General feature format

HMW

High-molecular-weight

INS

Insertion

INV

Inversion

REST

Representational state transfer

SAM

Sequence alignment map

SV

Structural variants

VCF

Variant call format

Authors’ contributions

All authors were involved in study design; TY wrote all code of MoMI-G; Y. Sakamoto preformed MinION sequencing and SV analysis on LC-2/ad; TY, Y. Sakamoto, and MK drafted the manuscript; MS and Y. Suzuki supervised the sequencing analysis; and MK supervised the study. All authors read and approved the final manuscript.

Funding

This work was supported in part by Information-technology Promotion Agency, Japan (IPA) and Exploratory IT Human Resources Project (The MITOU Program) in the fiscal year 2017 and in part by JSPS KAKENHI (Grant Number, 16H06279). The funders had no role in the design of the study and collection, analysis, and interpretation of data and in writing the manuscript.
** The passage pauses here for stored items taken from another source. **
PR #1172, opened 2025-04-02
Use bine to install dev tools

sevein:
I've created a small tool called [bine](https://github.com/artefactual-labs/bine) to replace the boilerplate we maintain in each project through various `hack/make/dep_*.mk` files used for installing tools like tparse or shfmt. bine introduces a simple configuration file: see ([.bine.json](https://github.com/artefactual-sdps/enduro/blob/dev/use-bine/.bine.json)).

Let me know if you think this would be a good fit for the project - but no worries at all if not! I installed bine using `go get -tool github.com/artefactual-labs/bine` (though I had to upgrade Go to 1.24). I have some ideas for additional features that could be added in the future (see the [wiki](https://github.com/artefactual-labs/bine/wiki)), but those aren't a priority right now.

For the record, I still believe Nix is the best solution for reproducible dev environments - bine is just a stepping stone in that direction.


Makefile
```diff
@@ -159,7 +129,7 @@ gen-mock: $(MOCKGEN)
 
 gosec: # @HELP Run gosec security scanner.
 gosec: GOSEC_VERBOSITY ?= "-terse"
-gosec: $(GOSEC)
+gosec: tool-gosec
 	gosec \
 		$(GOSEC_VERBOSITY) \
 		-exclude-dir=dashboard \
```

Availability of data and materials

Newly obtained long-read sequencing data of LC-2/ad were deposited in the DDBJ with accession numbers DRA007941 (DRX156303-DRX156310). Datasets included in this article are also provided in the database, DBTSS/DBKERO [55]. The source code of MoMI-G is available at https://github.com/MoMI-G/MoMI-G/ under the MIT license. It is written in TypeScript and was tested on Linux and Mac operating systems. Further, we have included an example dataset and annotations as a Docker image.

Ethics approval and consent to participate

Not applicable.

Consent for publication

Not applicable.

Competing interests

The authors declare that they have no competing interests.

Supplementary information

Supplementary information accompanies this paper at 10.1186/s12859-019-3145-2.